→ WHAT TO WORK ON:
Among the lines below, count those with "services". Give the total alone.

→ SOURCE MATERIAL:
PR #5506, opened 2026-05-13
feat(payment-gated-subs): Apply activation rules on upgrade of a subscription starting in the future

osmarluz:
## Context

First slice of Milestone 3 (Upgrade Path). `Subscriptions::PlanUpgradeService` currently ignores `params[:activation_rules]`; on an upgrade of a `starting_in_the_future?` subscription, rules should land on the pending subscription so `ActivateService` evaluates them when the activation date arrives — same lifecycle as a new subscription with rules.

## Description

- `Subscriptions::PlanUpgradeService` calls `Subscriptions::ActivationRules::ApplyService` against the current subscription in the `starting_in_the_future?` branch when `params[:activation_rules]` is provided.

### DIFF
--- a/app/services/subscriptions/plan_upgrade_service.rb
+++ b/app/services/subscriptions/plan_upgrade_service.rb
@@ -14,17 +14,17 @@ module Subscriptions
     end
 
     def call
-      if current_subscription.starting_in_the_future?
-        apply_activation_rules if params[:activation_rules]
-        update_pending_subscription
-
-        result.subscription = current_subscription
-        return result
-      end
-
-      new_subscription = new_subscription_with_overrides
-
       ActiveRecord::Base.transaction do
+        if current_subscription.starting_in_the_future?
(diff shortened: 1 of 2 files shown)


app/services/subscriptions/plan_upgrade_service.rb
```diff
@@ -15,6 +15,7 @@ def initialize(current_subscription:, plan:, params:)
 
     def call
       if current_subscription.starting_in_the_future?
+        apply_activation_rules if params[:activation_rules]
```
ancorcruz: this and the `update_pending_subscription` call should be wrapped within a transaction to ensure atomicity on the rules application and subscription update.

ancorcruz (approved):
I'm approving this PR but it should not be merged without first wrapping the apply_activation_rules call along with the update_pending_subscription call in a database transaction to ensure the changes are atomic.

→ RESULT FOR THIS TASK:
3